> INFORMATION
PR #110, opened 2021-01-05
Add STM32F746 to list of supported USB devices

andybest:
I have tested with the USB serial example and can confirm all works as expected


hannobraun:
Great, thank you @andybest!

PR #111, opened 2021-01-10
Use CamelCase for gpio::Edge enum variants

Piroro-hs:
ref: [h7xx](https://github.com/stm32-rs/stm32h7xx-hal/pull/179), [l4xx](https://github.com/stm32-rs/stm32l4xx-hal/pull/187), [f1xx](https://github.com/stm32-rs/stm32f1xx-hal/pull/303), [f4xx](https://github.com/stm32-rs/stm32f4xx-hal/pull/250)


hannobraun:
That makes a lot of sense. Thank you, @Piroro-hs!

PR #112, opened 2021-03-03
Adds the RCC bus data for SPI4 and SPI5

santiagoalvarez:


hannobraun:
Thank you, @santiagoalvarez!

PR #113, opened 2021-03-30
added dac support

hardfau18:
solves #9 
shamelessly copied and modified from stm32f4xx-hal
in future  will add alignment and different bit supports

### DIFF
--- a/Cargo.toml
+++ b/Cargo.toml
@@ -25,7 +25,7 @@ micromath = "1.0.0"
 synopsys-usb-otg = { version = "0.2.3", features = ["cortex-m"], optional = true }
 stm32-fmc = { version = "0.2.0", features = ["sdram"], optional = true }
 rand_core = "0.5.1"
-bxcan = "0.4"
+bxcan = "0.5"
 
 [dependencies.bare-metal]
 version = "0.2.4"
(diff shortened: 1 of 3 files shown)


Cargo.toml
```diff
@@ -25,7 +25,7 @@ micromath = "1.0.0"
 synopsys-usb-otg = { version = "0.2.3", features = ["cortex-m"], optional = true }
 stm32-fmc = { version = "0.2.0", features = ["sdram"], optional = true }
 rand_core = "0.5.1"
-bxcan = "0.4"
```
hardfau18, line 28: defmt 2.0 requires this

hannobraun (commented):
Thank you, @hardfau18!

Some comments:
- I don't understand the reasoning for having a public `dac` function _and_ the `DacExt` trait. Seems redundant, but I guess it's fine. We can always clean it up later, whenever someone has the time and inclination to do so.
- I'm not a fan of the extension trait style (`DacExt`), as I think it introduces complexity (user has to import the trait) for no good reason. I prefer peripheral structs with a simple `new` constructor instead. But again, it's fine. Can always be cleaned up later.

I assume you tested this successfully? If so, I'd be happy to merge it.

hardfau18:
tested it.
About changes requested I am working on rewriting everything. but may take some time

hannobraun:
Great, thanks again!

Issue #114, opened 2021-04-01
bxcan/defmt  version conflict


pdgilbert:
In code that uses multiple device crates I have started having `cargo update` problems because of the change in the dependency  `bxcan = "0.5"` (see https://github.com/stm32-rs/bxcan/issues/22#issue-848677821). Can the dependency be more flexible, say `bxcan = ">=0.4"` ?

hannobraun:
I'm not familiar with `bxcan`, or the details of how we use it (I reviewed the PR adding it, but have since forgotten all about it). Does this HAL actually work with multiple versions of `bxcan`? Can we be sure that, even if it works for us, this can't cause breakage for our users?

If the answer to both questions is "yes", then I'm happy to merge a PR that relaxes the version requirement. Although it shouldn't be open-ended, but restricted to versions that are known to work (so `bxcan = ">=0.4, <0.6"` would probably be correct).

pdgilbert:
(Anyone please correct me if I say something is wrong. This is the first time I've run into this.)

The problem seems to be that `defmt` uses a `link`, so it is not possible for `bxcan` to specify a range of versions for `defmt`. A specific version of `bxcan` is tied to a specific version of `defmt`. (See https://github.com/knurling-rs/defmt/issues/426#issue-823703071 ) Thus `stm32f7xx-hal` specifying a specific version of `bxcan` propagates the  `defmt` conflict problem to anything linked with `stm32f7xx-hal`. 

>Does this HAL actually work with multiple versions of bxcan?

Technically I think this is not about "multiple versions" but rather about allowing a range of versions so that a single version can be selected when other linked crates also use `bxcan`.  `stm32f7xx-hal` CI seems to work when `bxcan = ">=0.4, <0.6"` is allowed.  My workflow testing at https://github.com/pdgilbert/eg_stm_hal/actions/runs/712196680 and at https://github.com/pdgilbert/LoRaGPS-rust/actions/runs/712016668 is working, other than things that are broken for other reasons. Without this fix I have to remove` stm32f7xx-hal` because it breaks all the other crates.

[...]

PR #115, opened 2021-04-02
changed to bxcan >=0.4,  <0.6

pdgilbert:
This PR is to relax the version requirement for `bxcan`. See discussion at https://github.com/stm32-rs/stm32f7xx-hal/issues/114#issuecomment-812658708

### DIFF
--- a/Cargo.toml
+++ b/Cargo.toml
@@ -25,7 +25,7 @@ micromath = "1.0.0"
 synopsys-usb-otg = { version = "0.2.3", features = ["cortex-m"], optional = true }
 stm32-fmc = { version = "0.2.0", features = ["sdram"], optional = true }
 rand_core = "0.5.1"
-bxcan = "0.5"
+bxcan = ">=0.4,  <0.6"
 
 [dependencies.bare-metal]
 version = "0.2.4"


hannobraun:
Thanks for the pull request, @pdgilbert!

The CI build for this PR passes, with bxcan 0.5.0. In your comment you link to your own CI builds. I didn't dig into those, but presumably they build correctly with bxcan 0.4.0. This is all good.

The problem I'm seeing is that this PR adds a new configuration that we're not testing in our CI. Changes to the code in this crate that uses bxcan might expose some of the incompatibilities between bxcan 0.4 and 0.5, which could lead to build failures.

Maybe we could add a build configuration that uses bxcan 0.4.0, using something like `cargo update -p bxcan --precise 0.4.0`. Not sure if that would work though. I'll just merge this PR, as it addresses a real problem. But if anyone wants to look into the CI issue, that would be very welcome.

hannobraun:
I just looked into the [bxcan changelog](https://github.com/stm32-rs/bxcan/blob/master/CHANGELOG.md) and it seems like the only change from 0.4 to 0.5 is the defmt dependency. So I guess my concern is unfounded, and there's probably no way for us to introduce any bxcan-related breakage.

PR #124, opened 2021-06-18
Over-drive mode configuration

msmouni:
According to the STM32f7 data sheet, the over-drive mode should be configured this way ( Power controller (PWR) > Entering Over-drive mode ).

> DESCRIPTION OF THE TASK
Go through the material and copy each line that contains "always".

> ANSWER TO THIS PROBLEM
- I don't understand the reasoning for having a public `dac` function _and_ the `DacExt` trait. Seems redundant, but I guess it's fine. We can always clean it up later, whenever someone has the time and inclination to do so.
- I'm not a fan of the extension trait style (`DacExt`), as I think it introduces complexity (user has to import the trait) for no good reason. I prefer peripheral structs with a simple `new` constructor instead. But again, it's fine. Can always be cleaned up later.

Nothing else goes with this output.